Lady Mary later recalled that her brother had always been her best friend; every scrap of evidence suggests that she regarded her father with awe and fear. From the beginning, Wortley both intrigued and irritated her.
The garden-wall episode with the Brownlows is true, as was her practice of giving her girlhood friends names out of romances—and listing them in her notebook. Lady Mary did indeed slit twenty pages from her earliest album of poems and stories (dating from 1702-04, when she was twelve to fourteen), and then burn them. She squeezed the poem quoted into a blank space on an earlier page; its content strongly suggests that while it was she who carried out this “burning and blotting,” she did not do so voluntarily. The poem’s phrasing sounds as if it answers direct accusations: I have reconstructed the book-burning episode from these clues.
The critic who made her mutilate her work remains unknown, however, as does the exact nature of the offense. Very young, she developed a dangerous taste for both reading and writing tales that lightly masked real people’s adventures as fiction. Later, this temptation wo
uld get her into much worse trouble; I have surmised that her mistake at fourteen may have been an early foray into this habit. Whatever the problem was, it was particular to the excised pages, or the whole book would have burned.
Her tormentor may have been her French governess, Madame Dupont, or her brother’s tutor (who possibly also tutored Lady Mary), but the anger-prone authority in her life whose biography was hands down most tale worthy was her father. I have drawn his character from sketches to be found in her diary and romances. He did, in fact, always require from his children the ritual court greeting of bended knee and kissed hand. In 1709 Kneller painted Kingston in a suit of purple velvet; I have drawn his physical description from this painting, and put him in morning dress of the same material.
Lady Mary gave out many different stories about teaching herself Latin in secret. At times she credited Wortley with sparking her desire to learn. She also credited both Wortley and Congreve for help along the way.
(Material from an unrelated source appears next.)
PR #397, opened 2026-06-08
test(storage): seeded fault scheduler + same-seed determinism gate + seed sweep (#384)

### LINKED ISSUE #384: [TASK] Seeded fault scheduler and same-seed determinism gate (#119 residual)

As an old woman, Lady Mary saw her father in a rakish character from Samuel Richardson’s novel Sir Charles Grandison; had she survived to read Jane Austen’s Pride and Prejudice, she would surely have seen Edward Wortley Montagu in Elizabeth Bennett’s first disagreeable impressions of Mr. Darcy: but Wortley never transformed into Prince Charming. Lady Mary described him in arch detail in her letters and romances—especially the tale of Princess Docile (herself) and Prince Sombre, clearly a fictionalized alter ego of Wortley. “He had all the qualities of an upright man, and no single quality of an amiable one,” she wrote: a line I’ve adapted as an exchange between Lady Mary and her sister. Wortley’s letters to Lady Mary uphold her romance characterizations of him, good, bad, and irritating.